Nothing but the lines holding the string "issues" should appear in the answer. Copy them from the entries.

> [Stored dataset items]
++++++++++++++++++++

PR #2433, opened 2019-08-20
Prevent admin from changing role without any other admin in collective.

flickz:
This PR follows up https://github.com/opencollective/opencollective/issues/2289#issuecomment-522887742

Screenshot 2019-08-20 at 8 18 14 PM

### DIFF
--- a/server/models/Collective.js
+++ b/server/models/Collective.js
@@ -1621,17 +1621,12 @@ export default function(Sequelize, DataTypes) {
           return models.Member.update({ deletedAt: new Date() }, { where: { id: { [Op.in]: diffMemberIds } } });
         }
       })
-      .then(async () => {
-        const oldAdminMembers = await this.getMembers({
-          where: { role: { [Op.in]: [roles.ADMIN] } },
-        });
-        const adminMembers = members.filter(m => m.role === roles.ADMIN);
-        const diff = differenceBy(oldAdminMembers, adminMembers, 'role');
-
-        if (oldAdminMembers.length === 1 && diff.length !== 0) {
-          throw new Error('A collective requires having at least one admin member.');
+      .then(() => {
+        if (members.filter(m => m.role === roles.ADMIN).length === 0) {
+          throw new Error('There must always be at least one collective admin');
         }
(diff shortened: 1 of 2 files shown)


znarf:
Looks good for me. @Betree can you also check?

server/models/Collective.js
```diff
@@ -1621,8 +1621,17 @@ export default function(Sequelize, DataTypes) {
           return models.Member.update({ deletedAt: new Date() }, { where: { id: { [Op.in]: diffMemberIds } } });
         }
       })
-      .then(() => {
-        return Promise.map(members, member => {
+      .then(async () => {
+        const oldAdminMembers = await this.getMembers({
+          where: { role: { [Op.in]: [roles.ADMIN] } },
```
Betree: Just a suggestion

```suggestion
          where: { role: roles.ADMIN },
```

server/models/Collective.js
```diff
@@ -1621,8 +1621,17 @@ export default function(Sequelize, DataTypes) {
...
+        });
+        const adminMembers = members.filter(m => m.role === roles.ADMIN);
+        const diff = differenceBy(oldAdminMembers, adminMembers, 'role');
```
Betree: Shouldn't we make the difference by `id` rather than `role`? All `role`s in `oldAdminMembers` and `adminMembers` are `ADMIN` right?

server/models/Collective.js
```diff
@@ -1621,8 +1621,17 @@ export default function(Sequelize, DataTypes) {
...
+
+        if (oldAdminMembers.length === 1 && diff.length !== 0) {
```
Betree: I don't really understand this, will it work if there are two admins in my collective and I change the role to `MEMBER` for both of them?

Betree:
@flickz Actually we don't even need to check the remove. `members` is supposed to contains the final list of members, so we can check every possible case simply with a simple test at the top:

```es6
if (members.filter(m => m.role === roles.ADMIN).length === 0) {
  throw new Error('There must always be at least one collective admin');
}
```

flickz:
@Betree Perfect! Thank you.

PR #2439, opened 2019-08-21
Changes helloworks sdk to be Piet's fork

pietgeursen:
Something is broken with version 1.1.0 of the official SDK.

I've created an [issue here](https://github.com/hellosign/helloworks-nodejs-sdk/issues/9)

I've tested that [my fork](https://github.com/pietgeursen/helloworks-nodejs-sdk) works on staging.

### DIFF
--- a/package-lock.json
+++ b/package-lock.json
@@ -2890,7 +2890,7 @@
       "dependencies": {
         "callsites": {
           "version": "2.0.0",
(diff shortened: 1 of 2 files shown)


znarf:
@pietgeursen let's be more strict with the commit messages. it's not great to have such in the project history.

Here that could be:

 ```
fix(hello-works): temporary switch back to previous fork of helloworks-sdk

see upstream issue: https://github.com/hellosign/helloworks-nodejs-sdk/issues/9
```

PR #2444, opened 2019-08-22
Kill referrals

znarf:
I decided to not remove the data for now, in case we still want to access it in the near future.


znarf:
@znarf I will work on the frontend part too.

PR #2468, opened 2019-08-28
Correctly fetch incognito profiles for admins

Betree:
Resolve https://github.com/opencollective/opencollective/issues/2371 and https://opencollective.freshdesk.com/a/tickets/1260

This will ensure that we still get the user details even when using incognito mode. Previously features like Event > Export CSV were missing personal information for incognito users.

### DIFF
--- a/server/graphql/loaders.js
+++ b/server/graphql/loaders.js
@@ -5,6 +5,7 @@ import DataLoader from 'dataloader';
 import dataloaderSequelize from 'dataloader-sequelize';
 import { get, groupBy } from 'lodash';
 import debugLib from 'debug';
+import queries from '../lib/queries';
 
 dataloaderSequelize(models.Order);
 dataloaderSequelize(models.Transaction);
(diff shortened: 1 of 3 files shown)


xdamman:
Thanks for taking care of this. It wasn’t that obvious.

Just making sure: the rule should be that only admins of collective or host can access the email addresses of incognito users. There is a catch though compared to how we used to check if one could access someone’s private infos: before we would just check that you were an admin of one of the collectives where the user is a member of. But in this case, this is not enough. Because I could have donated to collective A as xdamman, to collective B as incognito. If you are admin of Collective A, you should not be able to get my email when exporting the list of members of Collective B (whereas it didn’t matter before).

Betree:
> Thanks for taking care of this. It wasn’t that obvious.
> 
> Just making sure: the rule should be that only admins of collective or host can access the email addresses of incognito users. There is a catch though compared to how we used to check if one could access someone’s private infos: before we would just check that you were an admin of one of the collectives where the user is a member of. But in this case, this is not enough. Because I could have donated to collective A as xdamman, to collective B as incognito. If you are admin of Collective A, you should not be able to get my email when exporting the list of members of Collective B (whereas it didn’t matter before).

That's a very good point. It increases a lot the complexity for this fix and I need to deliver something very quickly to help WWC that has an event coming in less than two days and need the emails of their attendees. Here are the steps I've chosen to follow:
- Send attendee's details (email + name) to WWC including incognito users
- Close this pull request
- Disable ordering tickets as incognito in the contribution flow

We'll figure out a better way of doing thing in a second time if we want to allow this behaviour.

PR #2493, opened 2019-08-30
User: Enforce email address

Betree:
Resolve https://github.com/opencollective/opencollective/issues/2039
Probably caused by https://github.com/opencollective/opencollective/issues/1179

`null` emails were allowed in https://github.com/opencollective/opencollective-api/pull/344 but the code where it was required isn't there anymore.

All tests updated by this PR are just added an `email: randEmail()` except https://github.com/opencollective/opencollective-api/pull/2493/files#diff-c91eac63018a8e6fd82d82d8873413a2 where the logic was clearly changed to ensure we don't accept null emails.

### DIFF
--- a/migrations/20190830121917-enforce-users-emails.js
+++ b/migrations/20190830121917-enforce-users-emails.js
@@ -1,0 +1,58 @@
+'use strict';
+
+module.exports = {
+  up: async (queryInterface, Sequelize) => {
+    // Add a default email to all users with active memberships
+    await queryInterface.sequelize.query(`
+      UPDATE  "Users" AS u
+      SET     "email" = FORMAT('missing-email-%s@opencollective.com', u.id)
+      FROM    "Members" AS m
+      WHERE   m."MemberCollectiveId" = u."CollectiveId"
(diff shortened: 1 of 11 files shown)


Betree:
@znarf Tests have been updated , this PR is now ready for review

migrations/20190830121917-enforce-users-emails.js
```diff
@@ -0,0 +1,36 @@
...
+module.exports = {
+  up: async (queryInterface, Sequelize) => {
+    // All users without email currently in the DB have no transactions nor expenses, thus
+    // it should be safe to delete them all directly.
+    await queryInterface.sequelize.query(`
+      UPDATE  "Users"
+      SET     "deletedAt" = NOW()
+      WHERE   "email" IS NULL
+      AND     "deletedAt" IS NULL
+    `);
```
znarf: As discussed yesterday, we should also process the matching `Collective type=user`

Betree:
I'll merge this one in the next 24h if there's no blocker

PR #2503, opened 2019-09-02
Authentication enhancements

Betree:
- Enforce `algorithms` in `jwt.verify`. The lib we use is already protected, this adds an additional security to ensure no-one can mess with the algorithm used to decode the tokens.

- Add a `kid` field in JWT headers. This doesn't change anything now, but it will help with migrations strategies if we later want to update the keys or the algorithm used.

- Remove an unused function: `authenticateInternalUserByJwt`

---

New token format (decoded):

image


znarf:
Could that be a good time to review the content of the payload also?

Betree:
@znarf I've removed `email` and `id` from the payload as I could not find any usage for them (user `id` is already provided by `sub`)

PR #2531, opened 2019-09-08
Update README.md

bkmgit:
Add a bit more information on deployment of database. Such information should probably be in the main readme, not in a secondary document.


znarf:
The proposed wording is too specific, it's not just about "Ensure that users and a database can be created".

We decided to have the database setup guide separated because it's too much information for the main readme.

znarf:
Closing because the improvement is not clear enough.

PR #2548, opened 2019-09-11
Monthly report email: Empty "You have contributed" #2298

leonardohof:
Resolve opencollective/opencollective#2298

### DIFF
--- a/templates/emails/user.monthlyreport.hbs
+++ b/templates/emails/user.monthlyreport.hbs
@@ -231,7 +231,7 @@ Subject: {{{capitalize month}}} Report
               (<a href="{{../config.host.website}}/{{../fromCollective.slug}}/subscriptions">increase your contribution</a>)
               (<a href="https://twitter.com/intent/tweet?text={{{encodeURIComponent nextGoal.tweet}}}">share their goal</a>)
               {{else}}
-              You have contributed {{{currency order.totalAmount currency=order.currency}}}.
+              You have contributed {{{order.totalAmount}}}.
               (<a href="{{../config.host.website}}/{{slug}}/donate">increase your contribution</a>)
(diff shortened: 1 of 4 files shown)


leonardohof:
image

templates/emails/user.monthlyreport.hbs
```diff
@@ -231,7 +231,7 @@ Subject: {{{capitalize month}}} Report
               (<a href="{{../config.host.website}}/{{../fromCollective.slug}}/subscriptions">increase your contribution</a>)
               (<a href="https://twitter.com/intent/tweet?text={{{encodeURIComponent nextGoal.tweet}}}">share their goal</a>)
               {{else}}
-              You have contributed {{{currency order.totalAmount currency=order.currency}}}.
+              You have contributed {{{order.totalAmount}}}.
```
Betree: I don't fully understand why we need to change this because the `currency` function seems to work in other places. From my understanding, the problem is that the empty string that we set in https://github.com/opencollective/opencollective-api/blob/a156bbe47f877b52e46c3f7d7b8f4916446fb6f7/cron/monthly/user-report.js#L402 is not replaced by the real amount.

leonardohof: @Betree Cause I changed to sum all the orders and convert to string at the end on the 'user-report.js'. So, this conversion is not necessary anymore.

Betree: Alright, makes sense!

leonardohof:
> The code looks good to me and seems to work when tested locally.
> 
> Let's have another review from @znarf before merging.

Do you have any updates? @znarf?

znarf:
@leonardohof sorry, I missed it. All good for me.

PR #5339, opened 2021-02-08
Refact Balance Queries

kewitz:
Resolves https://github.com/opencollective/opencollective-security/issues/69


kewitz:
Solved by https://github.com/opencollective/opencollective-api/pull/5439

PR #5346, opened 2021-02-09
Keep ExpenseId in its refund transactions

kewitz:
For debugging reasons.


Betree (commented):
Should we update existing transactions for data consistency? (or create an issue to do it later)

++++++++++++++++++++

> [Answer for this exercise]
This PR follows up https://github.com/opencollective/opencollective/issues/2289#issuecomment-522887742
I've created an [issue here](https://github.com/hellosign/helloworks-nodejs-sdk/issues/9)
see upstream issue: https://github.com/hellosign/helloworks-nodejs-sdk/issues/9
Resolve https://github.com/opencollective/opencollective/issues/2371 and https://opencollective.freshdesk.com/a/tickets/1260
Resolve https://github.com/opencollective/opencollective/issues/2039
Probably caused by https://github.com/opencollective/opencollective/issues/1179
Resolves https://github.com/opencollective/opencollective-security/issues/69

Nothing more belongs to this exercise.